PR #224, opened 2026-08-28
feat(server): bind Account and Workspace one to one

Gandy2025:
## Summary

Every management read scopes on `workspace_id` alone and treats that as "belongs to the signed-in Account". Nothing enforced it. Migration 0016 backfilled one admin grant per active admin membership, so both directions could break, and on staging both did:

- **A Workspace with several Admins.** Each Admin sees the others' Agents, Computers and Tasks. #167 measured one Workspace with 5 equal Admins, 8 Agents and 5 Computers.
- **An Account with several Workspaces.** `resolveCompatibilityWorkspaceId` returns only the first and the rest are unreachable from the web. Silent, and the mirror image of the first.

This adds two partial unique indexes on `workspace_admin_grants`, on `user_id` and on `workspace_id`, both where the grant is active. Together they make Account and Workspace a bijection, so `workspace_id = ?` means what the reads already assume.

**No query, DTO, route or Web change.** The property those reads relied on is now true rather than conventional.

## Why not scope the reads by owner

That was the obvious alternative and it is worse on three counts. It answers only the first direction, because the Account-to-Workspace collapse happens before any such predicate runs. It leaves `getById` and every mutation reachable by id, so it hides rows without changing who may touch them. And it makes `created_by_user_id` and `enrolled_by_user_id` carry ownership, which #179 reserves as audit metadata.

`createForWorkspace` needs no ownership check as a result. An enrollment in your Workspace is necessarily yours: enrollments carry `enrolledByUserId = connectCode.issuedByUserId`, and connect codes are issued only by that Workspace's one Admin.

## Legacy data

Legacy databases cannot satisfy the indexes, so 0024 resolves what it can prove lossless and refuses the rest by name.

- A redundant Workspace holding **no active Agent and no live enrollment** has its grant revoked, keeping the one the resolver already selects — so nothing an Account sees moves. The migration-history contract test seeds exactly this shape, and staging has it too.
- Anything else is reported with its id, because it needs resources moved.

`scripts/split-shared-workspaces.sql` is that move. It stays operational rather than automatic because it cannot finish on its own: an Agent whose creator did not enroll the Computer it runs on gets a second enrollment of that Computer, and only the host can run `computer connect` for it. It moves enrollments and Agents in one data-modifying CTE so the composite `agents_workspace_enrollment_fk` holds throughout.

## Deploying

`OPENTAG_AUTO_MIGRATE` runs migrations at boot, so **the split has to run on a shared-Workspace database before this deploys**, or the server will not start.

Failing that way is safe and covered: 0024 refuses whole, leaving no half-applied state and nothing in the journal, and the same deploy succeeds once the split has run — roll forward, no restore.

## Tests

`scripts/split-shared-workspaces.sql` touches the only copy of the data it moves, so it is tested rather than reviewed by eye. Writing that test caught two real defects in it: an Agent excluded from the move while its enrollment left under it, and deleted Agents, which the foreign key does not exempt.

Three integration tests asserted the shared-Workspace behaviour this removes. Their premises are now unconstructable rather than wrong, so they are deleted; the two that still hold span two Accounts instead of two grants. The Onboarding Lab keeps its own ownership checks — what stands behind them deletes Agents, and they are the only line left if these indexes are ever relaxed.

`pnpm check`, `pnpm build`, `pnpm typecheck`, `pnpm test`, `pnpm --filter @opentag/client test:agent-runtime:coverage` and `pnpm --filter @opentag/server test:integration` (13 files, 217 tests) all pass.

## Deviation from #179

#179 selected discarding the Workspace-bound data (D2) and folding `workspaces` into `users`. **The historical Agents and Computers are being kept**, and Workspace stays as a layer, so that several Admins can be allowed again by dropping these two indexes rather than by rebuilding a scope. #179 still records D2 + R2 as selected and should be updated, or the next reader will resume that plan.

Refs #167, #179.

### DIFF
--- a/scripts/split-shared-workspaces.sql
+++ b/scripts/split-shared-workspaces.sql
@@ -1,0 +1,170 @@
+-- Split every Workspace that holds several Admins into one Workspace per Admin.
+--
+-- A one-off operational task, run once against a deployed database before migration 0024, which refuses
+-- to create its indexes while any Workspace still has more than one Admin. It is deliberately not a
+-- migration: the step it cannot perform is on the operator's side, described under "After this runs".
+--
+-- Nothing is deleted and no id changes. Agents keep their ids, so IM bindings, Sessions, message history
+-- and session placements all follow untouched: im_bindings references agent_id, and session_placements
+-- references the enrollment id, and neither is rewritten here.
+--
+--   psql "$DATABASE_URL" -f scripts/split-shared-workspaces.sql
+--
+-- Take a database snapshot first. Review the report the final SELECT prints before committing.
+
+BEGIN;
+
+-- The Admin holding the earliest grant keeps the original Workspace, matching the order
+-- resolveCompatibilityWorkspaceId already uses, so that Account sees no change at all. Every other Admin
+-- gets a new Workspace that copies setup_completed_at, without which they would be sent back through
+-- onboarding by WorkspaceSetupGate.
+CREATE TEMP TABLE split_plan ON COMMIT DROP AS
+WITH shared AS (
+	SELECT workspace_id
+	FROM workspace_admin_grants
+	WHERE revoked_at IS NULL
+	GROUP BY workspace_id
+	HAVING count(*) > 1
+),
+ranked AS (
+	SELECT
+		g.id AS grant_id,
+		g.user_id,
+		g.workspace_id AS source_workspace_id,
+		row_number() OVER (PARTITION BY g.workspace_id ORDER BY g.granted_at, g.user_id) AS rank
+	FROM workspace_admin_grants g
+	INNER JOIN shared ON shared.workspace_id = g.workspace_id
+	WHERE g.revoked_at IS NULL
+)
+SELECT
+	ranked.grant_id,
+	ranked.user_id,
+	ranked.source_workspace_id,
+	CASE WHEN ranked.rank = 1 THEN ranked.source_workspace_id ELSE gen_random_uuid() END AS target_workspace_id,
+	ranked.rank
+FROM ranked;
+
+INSERT INTO workspaces (id, name, display_name, setup_completed_at, created_at, updated_at)
+SELECT
+	p.target_workspace_id,
+	'workspace-' || p.target_workspace_id,
+	left(coalesce(u.display_name, 'Account') || '''s Workspace', 120),
+	w.setup_completed_at,
+	now(),
+	now()
+FROM split_plan p
+INNER JOIN workspaces w ON w.id = p.source_workspace_id
+INNER JOIN users u ON u.id = p.user_id
+WHERE p.rank > 1;
+
+UPDATE workspace_admin_grants g
+SET workspace_id = p.target_workspace_id
+FROM split_plan p
+WHERE g.id = p.grant_id AND p.rank > 1;
+
+-- An Agent whose creator did not enroll the Computer it runs on would otherwise be separated from its
+-- enrollment. Give that Account its own enrollment of the same physical Computer, which the schema
+-- already allows: workspace_computers is unique on (workspace_id, computer_id), not on computer_id.
+-- These rows carry no credential, which is what the operator step below is for.
+-- Deleted Agents are included: agents_workspace_enrollment_fk does not exempt them, so one left behind
+-- on an enrollment that moves would break the composite key.
+CREATE TEMP TABLE rehomed_enrollments ON COMMIT DROP AS
+WITH stranded AS (
+	SELECT DISTINCT
+		a.created_by_user_id,
+		a.workspace_computer_id AS source_enrollment_id,
+		a.workspace_id AS source_workspace_id
+	FROM agents a
+	INNER JOIN workspace_computers wc ON wc.id = a.workspace_computer_id
+	INNER JOIN split_plan p ON p.source_workspace_id = a.workspace_id AND p.user_id = a.created_by_user_id
+	WHERE wc.enrolled_by_user_id <> a.created_by_user_id
+)
+SELECT
+	s.created_by_user_id,
+	s.source_enrollment_id,
+	gen_random_uuid() AS target_enrollment_id,
+	p.target_workspace_id
+FROM stranded s
+INNER JOIN split_plan p ON p.user_id = s.created_by_user_id AND p.source_workspace_id = s.source_workspace_id;
+
+INSERT INTO workspace_computers (
+	id, workspace_id, computer_id, display_name, platform, arch, client_version,
+	enrolled_by_user_id, enrolled_at, updated_at
+)
+SELECT
+	r.target_enrollment_id,
+	r.target_workspace_id,
+	wc.computer_id,
+	wc.display_name,
+	wc.platform,
+	wc.arch,
+	wc.client_version,
+	r.created_by_user_id,
+	now(),
+	now()
+FROM rehomed_enrollments r
+INNER JOIN workspace_computers wc ON wc.id = r.source_enrollment_id;
+
+-- Enrollments and Agents move in one statement. agents_workspace_enrollment_fk is a composite key over
+-- (workspace_id, workspace_computer_id) and is not deferrable, so two separate UPDATEs would expose a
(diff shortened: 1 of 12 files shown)


baixiaohang (changes requested):
- Rationale: The preservation path leaves live runtime and Slack routing state attached to the old Account scope, and the one-to-one schema direction is not authorized by the current design record.

**Risk level**: B-high
- Path baseline: `packages/server/**` includes DB schema/migration changes and `services/workspace-admin-access/**`.
- Semantic lift: DB structure and management-authorization semantics change.

**PR summary**
- Problem: Account-native management currently collapses multiple Workspace grants, while a shared Workspace lets several Admins see and manage the same Agents and Computers.
- Approach: enforce one active Workspace per Account and one active Admin per Workspace, split legacy shared scopes while preserving existing resources, and retain Workspace as a future resource-container layer.
- Impacted modules: Server schema and migration history, Workspace authorization, Agent/Computer integration coverage, Onboarding Lab guards, and the operational split script.

**Review findings**
❌ 1. The shared-machine preservation path does not move existing Session placements. When an Agent uses another Admin's enrollment, lines 123-134 replace the Agent's `workspace_computer_id` with a newly generated enrollment id, but `session_placements` (and placement-bound proofs/custody) remain on the original enrollment. Existing Sessions for that Agent therefore keep routing through the other Account's enrollment, without a placement-generation fence. Please migrate or explicitly retire/refuse that runtime state atomically, and extend the shared-machine fixture with a live Session/placement that proves the final placement and stale-runtime fencing. [R5 / `scripts/split-shared-workspaces.sql:123`]
❌ 2. Current `main` now contains the Workspace-scoped Slack installation model from #199, but the split script neither moves nor refuses `slack_installations`. If the current Slack route belongs to an Agent moved to a new Workspace, the installation stays on the original Workspace; current route resolution then rejects the `agents.workspace_id != slack_installations.workspace_id` mismatch and inbound Slack stops working. Update from `main`, restack the migration after its existing 0024, and include Slack installation/route/Session handling in the split and its migration coverage. [R5 / `scripts/split-shared-workspaces.sql:7`]
❌ 3. The latest owner decision in #179 explicitly pauses schema work until the resource-container scenario, cardinalities, lifecycle, selection, and authorization model are accepted. This PR makes that missing architecture choice durable by enforcing Account↔Workspace one-to-one and documenting both indexes as the future multi-Admin escape hatch. Please first record an accepted replacement design or obtain explicit owner authorization for this narrower interim schema. [R3 / `packages/server/src/db/schema/auth.ts:58`]
⚠️ 4. The script tells the operator to review its final report before committing, but the documented `psql -f` invocation runs the unconditional `COMMIT` immediately after the report. For this only-copy data move, make the review gate executable (for example, a dry-run/explicit commit workflow) or state accurately that the snapshot-and-restore path is the only post-report escape. [R4 / `scripts/split-shared-workspaces.sql:13`]

**Action taken**
- Submitted request changes on head `87ce63a447f3b02daf1bac0b40c4d0919c20f8d3`.
- Did not run checks or tests; this review is based on the current diff, repository invariants, current `main`, and the author-reported verification.

scripts/split-shared-workspaces.sql
```diff
@@ -0,0 +1,170 @@
...
+INNER JOIN workspace_computers wc ON wc.id = r.source_enrollment_id;
+
+-- Enrollments and Agents move in one statement. agents_workspace_enrollment_fk is a composite key over
+-- (workspace_id, workspace_computer_id) and is not deferrable, so two separate UPDATEs would expose a
+-- state it rejects. A data-modifying CTE is a single statement, and the constraint is checked once at
+-- the end of it.
+-- The rehomed enrollment is matched per Agent, on the enrollment that Agent actually sits on, because one
+-- Account can hold both an Agent that needs rehoming and an Agent that does not.
+WITH moved_enrollments AS (
+	UPDATE workspace_computers wc
```
yuezengwu, line 115: This update cannot move a normally enrolled Computer while its consumed connect-code history exists. `computer_connect_codes_workspace_enrollment_fk` references `workspace_computers(workspace_id, id)` from `computer_connect_codes(workspace_id, consumed_workspace_computer_id)`; lines 139–146 leave consumed rows in the source Workspace, and the FK is non-deferrable. I added a consumed-code row to the existing split fixture and reproduced: `update or delete on table "workspace_computers" violates foreign key constraint "computer_connect_codes_workspace_enrollment_fk" on table "computer_connect_codes"`. The existing test inserts enrollments directly, so it misses this normal deployed state. Move the corresponding consumed-code rows in the same transaction, or explicitly refuse/handle them before enforcing the indexes, and add this fixture to migration coverage.

yuezengwu (changes requested):
Request changes on exact head `87ce63a447f3b02daf1bac0b40c4d0919c20f8d3`.

I reproduced one additional blocking migration failure beyond the current review: a normally enrolled Computer has a consumed connect-code row whose composite foreign key targets `(workspace_id, consumed_workspace_computer_id)`. The split moves `workspace_computers.workspace_id` but deliberately leaves consumed-code history in the source Workspace, so PostgreSQL rejects the move. The current integration fixture inserts enrollments directly and therefore misses the deployed shape. See the inline finding for the exact failure and required coverage.

I also independently reproduced the existing Session-placement blocker: when the script clones an enrollment and rewrites the Agent, the existing `session_placements.workspace_computer_id` remains on the source enrollment (workspace mismatch count `1`); current workspace-qualified runtime joins no longer see that Session. This needs an atomic migrate-or-retire/fence policy, including placement-bound proofs/custody.

The architecture gate is still unresolved: the latest owner decision in #179 suspends D2/R2 and says no durable schema implementation is authorized until the container scenario, cardinalities, authority and movement rules are accepted. This PR fixes Account↔Workspace 1:1 and derives split ownership from `created_by_user_id` / `enrolled_by_user_id`, although #179 treats those as audit metadata rather than authority. Current `main` also already owns migration number 0024, so any authorized revision must rebase and regenerate migration history.

Validation on this head:
- `pnpm check`, `pnpm build`, `pnpm typecheck`: pass
- `pnpm test`: pass
- Agent Runtime coverage: 288 tests, 100% statements/branches/functions/lines
- server integration: 217 tests pass
- existing shared-workspace split tests: 2 pass
- augmented consumed-code fixture: fails with `computer_connect_codes_workspace_enrollment_fk`
- augmented live Session-placement fixture: script completes but leaves one cross-Workspace placement mismatch
- `git diff --check origin/main...HEAD`: pass

The two augmented repro fixtures were temporary review probes and were reverted; the retained review worktree is clean.

Gandy2025:
Closing: the premise is wrong, not the implementation.

This PR binds Account and Workspace one to one to make `workspace_id = ?` mean "belongs to this Account". Both indexes contradict the staged conclusion in #179 that Workspace becomes the resource-management container with Team/Org carrying people and roles: one Admin per Workspace forbids a container having several administrators, and one Workspace per Account contradicts "once an Account can hold more than one resource container, selection returns".

Under that model the behaviour this set out to fix — several Admins seeing each other's Agents — is not a defect. What is missing is a permission model: `workspace_admin_grants` has no role column, so a grant is total. Isolation was the wrong answer to that.

Thanks to @baixiaohang and @yuezengwu — every finding was reproduced and confirmed before this was closed, and four of them are worth carrying to whatever replaces this:

1. `computer_connect_codes` has a composite FK on (workspace_id, consumed_workspace_computer_id), so moving an enrollment across Workspaces breaks consumed code history. Fixtures that insert enrollments directly instead of going through `machineAuth.exchangeConnectCode` miss it.
2. `slack_installations` is Workspace-keyed with no owner column and route resolution matches it against `agents.workspace_id`, so moving an Agent without its installation breaks inbound Slack.
3. The placement join in `session-service.ts` is Workspace-qualified, so a `session_placements` row left on a source enrollment makes a live Session vanish rather than error.
4. `agents_workspace_enrollment_fk` is composite and not deferrable, so enrollments and Agents must move in one data-modifying CTE; deleted Agents are not exempt.

A rule that an Agent never changes Computer removes (3) entirely and reduces (1) and (2) to one statement each, at the cost of refusing to split an Agent from the machine it runs on.

The branch is kept for those.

====================

Action item: Please copy exactly the lines from the first line of the records above through the line containing "## Why not scope the reads by owner", including both, and nothing more.

Task response:
PR #224, opened 2026-08-28
feat(server): bind Account and Workspace one to one

Gandy2025:
## Summary

Every management read scopes on `workspace_id` alone and treats that as "belongs to the signed-in Account". Nothing enforced it. Migration 0016 backfilled one admin grant per active admin membership, so both directions could break, and on staging both did:

- **A Workspace with several Admins.** Each Admin sees the others' Agents, Computers and Tasks. #167 measured one Workspace with 5 equal Admins, 8 Agents and 5 Computers.
- **An Account with several Workspaces.** `resolveCompatibilityWorkspaceId` returns only the first and the rest are unreachable from the web. Silent, and the mirror image of the first.

This adds two partial unique indexes on `workspace_admin_grants`, on `user_id` and on `workspace_id`, both where the grant is active. Together they make Account and Workspace a bijection, so `workspace_id = ?` means what the reads already assume.

**No query, DTO, route or Web change.** The property those reads relied on is now true rather than conventional.

## Why not scope the reads by owner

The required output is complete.